Ron Howard directs the origins story of Han Solo, played by Harrison Ford in the original films and Alden Ehrenreich in the latest film.

If you are the kind of obsessive Star Wars fan who wants to know how Han Solo got his name, or how he teamed up with Chewbacca and got the Millennium Falcon, or even more obscure lore such as how he “made the Kessel Run in less than twelve parsecs”, then Solo: A Star Wars Story is the perfect film for you.

Taking its cues from the superhero origin story, Solo goes to great lengths to do fan service over its two-hour plus running time. For the rest, this Ron Howard-directed Star Wars prequel is a by-the-numbers entry in the franchise and easily the weakest film in the rebooted series.

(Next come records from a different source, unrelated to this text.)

PR #8009, opened 2021-07-13
docs(feg): [proposal] N7 Interface and Network initiated session modi…

pmishra-wavelabs:
## Summary
This document provides an approach for the following 
    • Implementing N7 interface towards PCF through Federation Gateway
        ◦ Implement 5G Services Based Interface (SBI) for Federation Gateway
        ◦ Feg Relay for SM Policy control create, update, delete and update-notify
        ◦ Feg Session Proxy for SM Policy control create, update, delete and update-notify 
    • Implementing Network initiated session modification
        ◦ Network Initiated Session Policy association update
        ◦ Network initiated session Policy association termination
Corresponding Github Issue : https://app.zenhub.com/workspaces/magma--5g-sa-60871e99b9326f001696b1ee/issues/magma/magma/7970

## Test Plan
    • N7 interface for create and terminate session should pass with DSTester and TeraVM (PCF).
    • Network requested session modification (Policy Update) should be tested with DSTester and TeraVM (PCF).

## Additional Information

Signed-off-by: Prabhat Mishra <prabhat.mishra@wavelabs.ai>


docs/readmes/proposals/p020_n7_Interface_n_network_initiated_session_modification.md
```diff
@@ -0,0 +1,165 @@
...
+*Author: @pmishra-wavelabs*\
+*Last Updated: 07/12/2021*
+
+## Background and Objective 
+This document provides an approach for the following 
+- Implementing N7 interface towards PCF through Federation Gateway
+  -- Implement 5G Services Based Interface (SBI) for Federation Gateway
+  -- Feg Relay for SM Policy control create, update, delete and update-notify
+  -- Feg Session Proxy for SM Policy control create, update, delete and 
+     update-notify
```
uri200, line 17: Session_proxy is tight to diameter so at a first sight I don't think this should be implemented on session_proxy. Probably this will require a brand new service at the feg.

How much PCEF and PCF share on its messaging?

docs/readmes/proposals/p020_n7_Interface_n_network_initiated_session_modification.md
```diff
@@ -0,0 +1,165 @@
...
+## Background and Objective 
+This document provides an approach for the following 
+- Implementing N7 interface towards PCF through Federation Gateway
+  -- Implement 5G Services Based Interface (SBI) for Federation Gateway
+  -- Feg Relay for SM Policy control create, update, delete and update-notify
+  -- Feg Session Proxy for SM Policy control create, update, delete and 
+     update-notify 
+- Implementing Network initiated session modification
+  -- Network Initiated Session Policy association update
+  -- Network initiated session Policy association termination
```
uri200, line 20: Note FEG is just a translator from GRPC into 3gpp world. session_proxy this translator for the Gx/Gy interface for LTE so it is directly tight to diameter. I think N7 will require a brand new service

Does pcrf and PCF share any kind of messaging protocol/structure?

Are the messages sent from sessiond to FEG exactly the same for LTE and 5g?

docs/readmes/proposals/p020_n7_Interface_n_network_initiated_session_modification.md
```diff
@@ -0,0 +1,165 @@
...
+## Use Cases
```
uri200, line 21: is network_initiated_session_modification_sequence_diagram the only call flow this feature will support?
If not, then we need `create, update, delete and update-notify` call flows too.  Service definition should be planned based on all callflows to implement

docs/readmes/proposals/p020_n7_Interface_n_network_initiated_session_modification.md
```diff
@@ -0,0 +1,165 @@
...
+SBI is a HTTP/2 protocol based interface. SBI is composed of both HTTP/2 client 
+and server. The client is used to send requests and the server is used to 
+receive callbacks and notifications. This SBI is part of Feg Session Proxy
+for the N7 interface.
+
+#### Session Proxy
+Session Proxy is reused for interfacing with the PCF through N7 interface. 
+The CentralSessionController GRPC service implementation in the Session Proxy 
+invokes the N7 SBI requests when M5GSMSessionContext is received in the 
+Create/Update/Terminate session requests.
```
uri200, line 58: grpc server is an interface in go, so no need to modify session_proxy. A new service can implement the same methods as session_proxy and receive the same messages.

emakeev: Magma is microservice architecture & session_proxy is already pretty complicated & hardly "micro". If a significant new logic/functionality is required - I'd suggest implementing it in a new service.

uri200 (commented):
per previous experiences, adding a new service to feg we need to:
- Understand the protocol (grpc and rest API)
- Define callflows clearly (each of them)
- Define needed grpc messages and its content
- Define needed grpc servers

Also, if this moves forward I would recommend to start a google docs to facilitate collaboration (same we did for S8 interface on inbound roaming https://github.com/magma/magma/blob/master/docs/readmes/proposals/p008_inbound_roaming_with_subscriberdb.md). I can create an empty document on our gdocs repo once this proposal is more defined

hcgatewood (commented):
Clearing review queue. Deferring to @uri200. P.S. agreed that a design doc in e.g. Google Docs would be a better way to quickly iterate on this doc

ulaskozat:
@hcgatewood @karthiksubraveti @uri200 @emakeev since N7 interface is a restful interface, shall we rather expose these as NB APIs from the orc8r?

uri200:
> @hcgatewood @karthiksubraveti @uri200 @emakeev since N7 interface is a restful interface, shall we rather expose these as NB APIs from the orc8r?

Hey @ulaskozat  the reason of having FEG gateway is that it provide us with the ability to have our 3gpp  services next to the core services without worrying about network configuration (nats, firewalls, proxies).

If the or8rc is not in prem, then operator will have to expose ports to access to those interfaces.

Orc8r can talk to the FEG even if it is behind a firewall.

To me being diameter or restful Api doesn't make any difference. We still have to convert the grpc messages into the 3gpp format (either diameter or rest). 

This also kept me thinking those days: why do we need to maintain grpc anymore if 5g will work with rest?

ulaskozat:
> > @hcgatewood @karthiksubraveti @uri200 @emakeev since N7 interface is a restful interface, shall we rather expose these as NB APIs from the orc8r?
> 
> Hey @ulaskozat the reason of having FEG gateway is that it provide us with the ability to have our 3gpp services next to the core services without worrying about network configuration (nats, firewalls, proxies).
> 
> If the or8rc is not in prem, then operator will have to expose ports to access to those interfaces.
> 
> Orc8r can talk to the FEG even if it is behind a firewall.
> 
> To me being diameter or restful Api doesn't make any difference. We still have to convert the grpc messages into the 3gpp format (either diameter or rest).
> 
> This also kept me thinking those days: why do we need to maintain grpc anymore if 5g will work with rest?

@uri200 I guess it makes sense to move "non-generic" technology specific Restful APIs over to FEG? As there was a legitimate push back by the Orc8r team. Maybe what we need is just a matter of figuring out where this FEG micro-service be sitting?

ulaskozat:
@pmishra-wavelabs @sureshgorijavolu (cc @uri200, @andreilee, @themarwhal), I think we are jumping too much ahead about integrating with a third party PCF. Initially, I suggest to focus on fetching session policies from policydb. As a prerequisite, I would like to see why and how you plan to augment the existing policy API at Orc8r as well as why and how you want to change the interfacing/interaction between sessiond and policydb.

uri200:
Note: I typed this before seeing your last reply @ulaskozat 

Hey @ulaskozat I don't know much about this interface but if this is just another interface, the service should be sitting with the other FEG services. Same way we added s8_proxy we could add n7_proxy.

But note this is a new 5g service that uses a total brand new interface we have never implemented. It would be good to do a proper design so we can set the standard for future 5g interfaces.

This also brings to me an existential question of the reason to use GRPC for 5g when 5g already have a flat protocol (for 4g it made sense because we had lots of different protocols).

electronjoe:
Where are we at with regards to this proposal? @pmishra-wavelabs 

@others the proposal process as documented involves committing a design doc (like this) with only review being for typos. Then discussion on the GH Issue.

electronjoe (approved):

electronjoe:
@pmishra-wavelabs if you want to merge this design doc for discussion, add the #ready2merge label and I'll do so.

Edit: there is in fact one typo to fix per linter findings:

`"propogate" is a misspelling of "propagate"`

Please address for merge.

@aswin-alexander FYI

hcgatewood:
@pmishra-wavelabs @electronjoe @ulaskozat this proposal is 22 days stale. If it's accepted please merge, otherwise where are we at with it

ulaskozat:
@pmishra-wavelabs can you update the proposal and diagrams such that a new micro-service on FEG side is used rather than session_proxy? Note that protos and rpc calls can be still reused between 5G thread on sessiond and this new N7 Proxy service on FEG side. cc @uri200

ulaskozat:
@hcgatewood this proposal is actually discussed and needs to go through changes. cc @uri200

hcgatewood:
> @hcgatewood this proposal is actually discussed and needs to go through changes. cc @uri200

@ulaskozat sounds good, just making sure it didn't fall through the cracks 🙂

hcgatewood:
> @hcgatewood this proposal is actually discussed and needs to go through changes. cc @uri200

@ulaskozat sounds good, just making sure it didn't fall through the cracks 🙂

uri200:
@pmishra-wavelabs It would be good to think how to make the FEG part extendeable. Meaning, we should create a server that takes swagger API and becomes N7. That server should be reusable with other set of swagger definition to create other interfaces.

The N7 feg service should be just translating GRPC into swagger specs and api calls.

GANESH-WAVELABS:
The updated proposal is maintained in the following path as a Google Doc - https://docs.google.com/document/d/18umXHz4OBNh2XhNqEfa6G3ObBJ1nC2M1aMWtZS-jkGE/edit#heading=h.czv0vpn4mw66.

@ulaskozat the above document has the updates your have requested for.

@uri200 the "Service Based Interface" heading in the above document mentions about the extendable approach.

ekowtaylor:
I'll go ahead and close this proposal as the doc will be the live document moving forward

PR #8016, opened 2021-07-13
feat(nms): Gateway Detail Page Displaying Gateway Status

ato-dani:
## Summary
This is stacked PR upon the open PR #8015, and therefore is a Draft PR until the other PR gets merged(Only last commit represents changes).  Gateway Detail Status component was added to display different information about the status of the gateway like its health, last checkin time and the like. 

## Test Plan
A test file named GatewayDetailStatusTest was added to test that the gateway status is displayed correctly. Also previous tests were run and all run without errors. 

## Additional Information

- [ ] This change is backwards-breaking

Screen Shot 2021-07-13 at 11 29 18 AM

PR #8018, opened 2021-07-13
feat(nms): Gateway Detail Page Displaying Managed Subscribers

### LINKED ISSUE #2842: Add Federation Equipment dashboard and Gateway overview page

### LINKED ISSUE #2844: Federation gateway detail page
https://www.figma.com/proto/aRJzvSa3J9nhD2n3yERd1s/Magma---Phase-2-(Updated-Styles)?node-id=1035%3A1754&scaling=min-zoom

ato-dani:
## Summary
This is stacked PR upon the open PR #8016. The managed subscriber table was added to the gateway detail page which shows the subscribers managed by the federation network. The subscribers come from the subscribers of the federated_lte networks serviced by the federation network.

## Test Plan
A test file named FEGGatewayDetailSubscribers.js to test the subscribers table. Also, all previous tests run without error. 

## Additional Information

Screen Shot 2021-07-13 at 1 33 14 PM

Screen Shot 2021-07-28 at 3 09 13 PM (2)

### DIFF
--- a/nms/app/packages/magmalte/app/components/FEGServicingAccessGatewayKPIs.js
+++ b/nms/app/packages/magmalte/app/components/FEGServicingAccessGatewayKPIs.js
@@ -37,7 +37,7 @@ import {useRouter} from '@fbcnms/ui/hooks';
  */
 export async function getServicedAccessNetworks(
   federationNetworkId: network_id,
-  enqueueSnackbar: (
+  enqueueSnackbar?: (
     msg: string,
     cfg: EnqueueSnackbarOptions,
   ) => ?(string | number),
--- a/nms/app/packages/magmalte/app/components/context/FEGSubscriberContext.js
+++ b/nms/app/packages/magmalte/app/components/context/FEGSubscriberContext.js
@@ -1,0 +1,34 @@
+/**
+ * Copyright 2020 The Magma Authors.
+ *
+ * This source code is licensed under the BSD-style license found in the
+ * LICENSE file in the root directory of this source tree.
+ *
+ * Unless required by applicable law or agreed to in writing, software
+ * distributed under the License is distributed on an "AS IS" BASIS,
+ * WITHOUT WARRANTIES OR CONDITIONS OF ANY KIND, either express or implied.
+ * See the License for the specific language governing permissions and
+ * limitations under the License.
+ *
+ * @flow strict-local
+ * @format
+ */
+
+import type {
+  network_id,
+  subscriber_id,
+  subscriber_state,
+} from '@fbcnms/magma-api';
+
+import React from 'react';
+
+export type FEGSubscriberContextType = {
+  sessionState: {
+    [networkId: network_id]: {[subscriberId: subscriber_id]: subscriber_state},
+  },
+  setSessionState: (newSessionState: {
+    [string]: {[string]: subscriber_state},
+  }) => void,
+};
+
+export default React.createContext<FEGSubscriberContextType>({});
--- a/nms/app/packages/magmalte/app/components/context/RefreshContext.js
+++ b/nms/app/packages/magmalte/app/components/context/RefreshContext.js
@@ -20,6 +20,7 @@ import {
   getActiveFegGatewayId,
   getFegGatewaysHealthStatus,
 } from '../../state/feg/EquipmentState';
+import {FetchFegSubscriberState} from '../../state/feg/SubscriberState';
 import {FetchSubscriberState} from '../../state/lte/SubscriberState';
 import {useContext, useEffect, useRef, useState} from 'react';
 import type {EnqueueSnackbarOptions} from 'notistack';
@@ -30,6 +31,7 @@ export const RefreshTypeEnum = Object.freeze({
   SUBSCRIBER: 'subscriber',
   GATEWAY: 'gateway',
   FEG_GATEWAY: 'feg_gateway',
+  FEG_SUBSCRIBER: 'feg_subscriber',
   ENODEB: 'enodeb',
 });
 
@@ -58,7 +60,10 @@ export function useRefreshingContext(props: Props) {
         health: ctx?.health,
         activeFegGatewayId: ctx?.activeFegGatewayId,
       };
-    } else if (props.type === 'subscriber') {
+    } else if (
+      props.type === RefreshTypeEnum.SUBSCRIBER ||
+      props.type === RefreshTypeEnum.FEG_SUBSCRIBER
+    ) {
       return {sessionState: ctx.sessionState};
     }
     return ctx.state;
@@ -108,6 +113,8 @@ export function useRefreshingContext(props: Props) {
           // $FlowIgnore because state may not contain fegGateways for other refresh type like subscriber
           fegGateways: {...ctx.fegGateways, [id]: state?.fegGateways?.[id]},
         };
+      } else if (props.type === RefreshTypeEnum.FEG_SUBSCRIBER) {
+        newState = {...ctx.sessionState};
       } else {
         newState = {...ctx.state, [id]: state?.[id]};
       }
@@ -117,6 +124,8 @@ export function useRefreshingContext(props: Props) {
       return ctx.setState(null, null, null, newState);
     } else if (props.type === RefreshTypeEnum.FEG_GATEWAY) {
       return ctx.setState(null, null, newState?.fegGateways || {});
+    } else if (props.type === RefreshTypeEnum.FEG_SUBSCRIBER) {
+      return ctx.setSessionState(newState);
     }
     return ctx.setState(null, null, newState);
   }
@@ -204,6 +213,12 @@ async function fetchRefreshState(props: FetchProps) {
       getActiveFegGatewayId(networkId, fegGateways, enqueueSnackbar),
     ]);
     return {fegGateways, health, activeFegGatewayId};
+  } else if (type === RefreshTypeEnum.FEG_SUBSCRIBER) {
+    const sessions = await FetchFegSubscriberState({
+      networkId,
+      enqueueSnackbar,
+    });
+    return {sessionState: sessions};
   } else {
     const enodebs = await FetchEnodebs({
       id: id,
--- a/nms/app/packages/magmalte/app/state/feg/SubscriberState.js
+++ b/nms/app/packages/magmalte/app/state/feg/SubscriberState.js
@@ -1,0 +1,63 @@
+/*
+ * Copyright 2020 The Magma Authors.
+ *
+ * This source code is licensed under the BSD-style license found in the
+ * LICENSE file in the root directory of this source tree.
+ *
+ * Unless required by applicable law or agreed to in writing, software
+ * distributed under the License is distributed on an "AS IS" BASIS,
+ * WITHOUT WARRANTIES OR CONDITIONS OF ANY KIND, either express or implied.
+ * See the License for the specific language governing permissions and
+ * limitations under the License.
+ *
+ * @flow strict-local
+ * @format
+ */
+
+import type {EnqueueSnackbarOptions} from 'notistack';
+import type {network_id} from '@fbcnms/magma-api';
+
+import {FetchSubscriberState} from '../lte/SubscriberState';
+import {getServicedAccessNetworks} from '../../components/FEGServicingAccessGatewayKPIs';
+
+/**
+ * Props passed when fetching subscriber state.
+ *
+ * @param {network_id} networkId Id of the federation network.
+ * @param {(msg, cfg,) => ?(string | number),} enqueueSnackbar Snackbar to display error.
+ */
+type FetchProps = {
+  networkId: network_id,
+  enqueueSnackbar?: (
+    msg: string,
+    cfg: EnqueueSnackbarOptions,
+  ) => ?(string | number),
+};
+
+/**
+ * Fetches and returns the subscriber session state of all the serviced
+ * federated lte networks under by this federation network.
+ *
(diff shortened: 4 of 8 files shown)


nms/app/packages/magmalte/app/components/FEGServicingAccessGatewayKPIs.js
```diff
@@ -37,7 +37,7 @@ import {useRouter} from '@fbcnms/ui/hooks';
  */
 export async function getServicedAccessNetworks(
   federationNetworkId: network_id,
-  enqueueSnackbar: (
+  enqueueSnackbar?: (
```
ato-dani, line 40: Made this optional because we need to call this function from the useRefreshingContext and in that function enqueueSnackbar is optional which forces us to adhere to that. I think the enqueueSnackbar in useRefreshingContext was made optional so as to don't make errors noisy sometimes.

nms/app/packages/magmalte/app/state/feg/SubscriberState.js
```diff
@@ -0,0 +1,94 @@
...
+};
+
+/**
+ * Fetches and returns the subscriber session state of all the serviced
+ * federated lte networks under by this federation network and whose
+ * subscriber session is not managed by the HSS.
+ *
+ * @param {FetchProps} props an object containing the network id and snackbar to display error.
+ */
+export async function FetchFegSubscriberState(props: FetchProps) {
```
andreilee: Annotate with return type

nms/app/packages/magmalte/app/state/feg/SubscriberState.js
```diff
@@ -0,0 +1,94 @@
...
+  const {networkId, enqueueSnackbar} = props;
+  const servicedAccessNetworks = await getServicedAccessNetworks(
+    networkId,
+    enqueueSnackbar,
+  );
+  const sessionState = {};
+  for (const servicedAccessNetwork of servicedAccessNetworks) {
+    // only save subscriber state of networks with hss disabled
+    if (!servicedAccessNetwork?.cellular?.epc?.hss_relay_enabled) {
```
andreilee: If the `cellular` property is missing, then this will still fetch subscribers. Is that intended here?

nms/app/packages/magmalte/app/views/equipment/FEGGatewayDetailSubscribers.js
```diff
@@ -0,0 +1,138 @@
...
+  service: string,
+};
+
+/**
+ * Returns a table of subscribers serviced by the federation gateway.
+ *
+ * @param {federation_gateway} gwInfo The Federation Gateway
+ * @param {boolean} refresh Boolean Value telling to refresh or not.
+ */
+export default function GatewayDetailSubscribers(props: FEGGatewayDetailType) {
```
andreilee: the annotations don't match the parameters

nms/app/packages/magmalte/app/views/equipment/FEGGatewayDetailSubscribers.js
```diff
@@ -0,0 +1,138 @@
...
+    networkId: networkId,
+    type: RefreshTypeEnum.FEG_SUBSCRIBER,
+    interval: REFRESH_INTERVAL,
+    refresh: props.refresh,
+  });
+  const sessionState = ctx?.sessionState || {};
+  const subscriberToNetworkIdMap = {};
+
+  Object.keys(sessionState).map(servicedNetworkId => {
+    // $FlowIgnore because refresh context returns other things too like state, enbInfo and the like
```
andreilee: There's a standard way to comment for `FlowIgnore`: https://flow.org/en/docs/errors/

nms/app/packages/magmalte/app/views/equipment/FEGGatewayDetailSubscribers.js
```diff
@@ -0,0 +1,138 @@
...
+ * @param {boolean} refresh Boolean Value telling to refresh or not.
+ */
+export default function GatewayDetailSubscribers(props: FEGGatewayDetailType) {
+  const {history, match} = useRouter();
+  const networkId: string = nullthrows(match.params.networkId);
+  const [subscriberRows, setSubscriberRows] = useState<
+    Array<SubscriberRowType>,
+  >([]);
+  const [isLoading, setIsLoading] = useState(true);
+  // Auto refresh  every 30 seconds
```
andreilee: Don't include the reference to 30 seconds. If the refresh interval changes, then this will be wrong.

nms/app/packages/magmalte/app/components/context/FEGSubscriberContext.js
```diff
@@ -0,0 +1,28 @@
...
+ * @flow strict-local
+ * @format
+ */
+
+import type {network_id, subscriber_state} from '@fbcnms/magma-api';
+
+import React from 'react';
+
+export type FEGSubscriberContextType = {
+  sessionState: {[network_id]: {[string]: subscriber_state}},
```
andreilee: Rename this please - it's confusing in other files that this is keyed on network id

andreilee (changes requested):
The screenshots need to show subscribers in the table for when the managed network isn't using HSS, and also when it is.

Also, mind the typos.

nms/app/packages/magmalte/app/state/feg/SubscriberState.js
MightyDani: Yes  that is intended. But we also can guarantee that all of those 3 property won't be missing because they are required properties. So, I have removed the question marks in order to remove confusions.

ato-dani: Nvm, I have removed that line because we have to display when the network is using HSS too.

hcgatewood:
Is this still draft? If yes convert it to draft PR. If no, let's work on getting it merged cc @andreilee

nms/app/packages/magmalte/app/components/context/FEGSubscriberContext.js
```diff
@@ -0,0 +1,28 @@
...
+ * @flow strict-local
+ * @format
+ */
+
+import type {subscriber_state} from '@fbcnms/magma-api';
+
+import React from 'react';
+
+export type FEGSubscriberContextType = {
+  sessionState: {[string]: {[string]: subscriber_state}},
```
andreilee: Key type should still be `network_id`. Could you rename `sessionState` to something more meaningful? What does `session` refer to, in this case?

nms/app/packages/magmalte/app/components/context/RefreshContext.js
```diff
@@ -117,6 +124,8 @@ export function useRefreshingContext(props: Props) {
       return ctx.setState(null, null, null, newState);
     } else if (props.type === RefreshTypeEnum.FEG_GATEWAY) {
       return ctx.setState(null, null, newState?.fegGateways || {});
+    } else if (props.type === RefreshTypeEnum.FEG_SUBSCRIBER) {
+      return ctx?.setSessionState(newState);
```
andreilee: Why is optional chaining used here?

nms/app/packages/magmalte/app/state/feg/SubscriberState.js
```diff
@@ -0,0 +1,93 @@
...
+ * @param {InitSubscriberStateProps} props an object containing the necessary values to initialize the subscriber state
+ */
+export async function InitSubscriberState(props: InitSubscriberStateProps) {
+  const {networkId, setSessionState, enqueueSnackbar} = props;
+  const sessionState = await FetchFegSubscriberState({
+    networkId,
+    enqueueSnackbar,
+  });
+  setSessionState(sessionState);
+}
```
andreilee: Maybe you're planning on using this function more, but I don't see it being very useful here. Just inline the function in `FEGContext.js`, the function call takes 5 lines, and the body of this function is 6 lines, so this isn't really making anything easier to read.

nms/app/packages/magmalte/app/views/equipment/FEGGatewayDetailMain.js
```diff
@@ -149,6 +159,17 @@ function FEGGatewayOverview() {
               />
               <FEGGatewayDetailStatus refresh={refresh} />
             </Grid>
+            <Grid item>
+              <CardTitleRow
+                icon={PeopleIcon}
+                label="Managed Subscribers"
+                filter={() => filter(refreshSubscribers, setRefreshSubscribers)}
+              />
```
andreilee: Could you add a tooltip here, actually? Since we've had to clarify the definition of "Managed Subscribers", users will likely need the clarification too.

nms/app/packages/magmalte/app/views/equipment/FEGGatewayDetailMain.js
```diff
@@ -44,6 +48,11 @@ const useStyles = makeStyles(theme => ({
   },
 }));
 
+export type FEGGatewayDetailType = {
+  gwInfo: federation_gateway,
+  refresh: boolean,
+};
+
```
andreilee: Add comments on this type and the fields - what's the intention here?

andreilee: Also you should probably move this to `FEGGatewayDetailSubscribers.js`.

nms/app/packages/magmalte/app/views/equipment/FEGGatewayDetailSubscribers.js
```diff
@@ -0,0 +1,138 @@
...
+  service: string,
+};
+
+/**
+ * Returns a table of subscribers serviced by the federation gateway.
+ *
+ * @param {FEGGatewayDetailType} props An object containing the federation gateway and a boolean
+ *  telling to refresh or not
+ */
+export default function GatewayDetailSubscribers(props: FEGGatewayDetailType) {
```
andreilee: Don't just add an annotation describing what fields the argument object contains - people can easily see that by checking the type definition. It's better to just leave the annotation bare-bones if there's nothing helpful to put.

nms/app/packages/magmalte/app/views/equipment/FEGGatewayDetailSubscribers.js
```diff
@@ -0,0 +1,138 @@
...
+            networkId: subscriberToNetworkIdMap[subscriberImsi],
+            id: subscriberImsi,
+          });
+          newSubscriberRows.push({
+            name: subscriberInfo?.name || subscriberImsi,
+            id: subscriberImsi,
+            service: subscriberInfo?.lte?.state || '-',
+          });
+        }),
+      );
```
andreilee, line 105: Could you add a TODO referencing my name `andreilee` saying to update this to use a bulk fetch API?

nms/app/packages/magmalte/app/views/equipment/FEGGatewayDetailSubscribers.js
```diff
@@ -0,0 +1,138 @@
...
+      setSubscriberRows(newSubscriberRows);
+      setIsLoading(false);
+    };
+    fetchSubscribersInfo();
+    // rerun only when a new subscriber session has been added
+  }, [subscribersImsi]); // eslint-disable-line react-hooks/exhaustive-deps
```
andreilee, line 111: Something to note, but for me to chase down later, is that this won't work very well for a large network with thousands of subscribers.

andreilee: We'll need a paginated API for this on Orc8r side down the road.

andreilee (changes requested):

nms/app/packages/magmalte/app/components/context/FEGSubscriberContext.js
ato-dani: I think sessionState is the appropriate name here. I am saying this because It would be good to do the same thing as what is done in the LTE network side: https://github.com/magma/magma/blob/master/nms/app/packages/magmalte/app/components/context/SubscriberContext.js#L41. This way we wouldn't create confusion for new developers if we use the same names for same thing. Also, here we are saving the subscriber state(not the subscriber him/herself) which equates to a subscriber's session. That is why session state was used in both the access network side and here. So, don't you think that keeping it as sessionState is appropriate?

nms/app/packages/magmalte/app/components/context/RefreshContext.js
ato-dani: Oh, I was being extra protective so as to not get flow error because ctx doesn't contain the setSessionState function for other types like enodebs or gateways but it turns out flow doesn't complain about that. So, I have removed it in order to make it similar to the other code.

nms/app/packages/magmalte/app/state/feg/SubscriberState.js
ato-dani: Yeah, this function has a potential to include many other things with fetching subscriber info being one of them or the subscriber metrics and the like. So, I created a function so as to help make it easier for anyone who adds those informations have an easy time(I will not use it for the rest of my project). However, I will just put it in `FEGContext.js` file itself, just as you suggested.

nms/app/packages/magmalte/app/views/equipment/FEGGatewayDetailSubscribers.js
ato-dani: Yeah, I can't agree more. I have tried to make sure that this expensive function to run most of the time only once but still, a pagination support is needed to truly make it scalable. This is because we still load all the data at the beginning/ pre-populate instead of lazily loading the data.

andreilee (approved):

The opening moments locate the action on Han Solo’s home planet. Before he was an intergalactic outlaw who was never at a loss for guns or words, Han Solo was trying to escape the hellscape of his surroundings with his girlfriend Qi’Ra (Emilia Clarke) for a better future. Han is able to make the getaway while Qi’Ra is apprehended at the last moment. Without the love of his life by his side, Han is momentarily adrift but quickly bands together with full-time thief and part-time mentor Beckett (Woody Harrelson) and his crew and a wookie named Chewbacca. Han has a singular mission in his mind, to earn enough money to get a ship so he can return to save Qi’Ra.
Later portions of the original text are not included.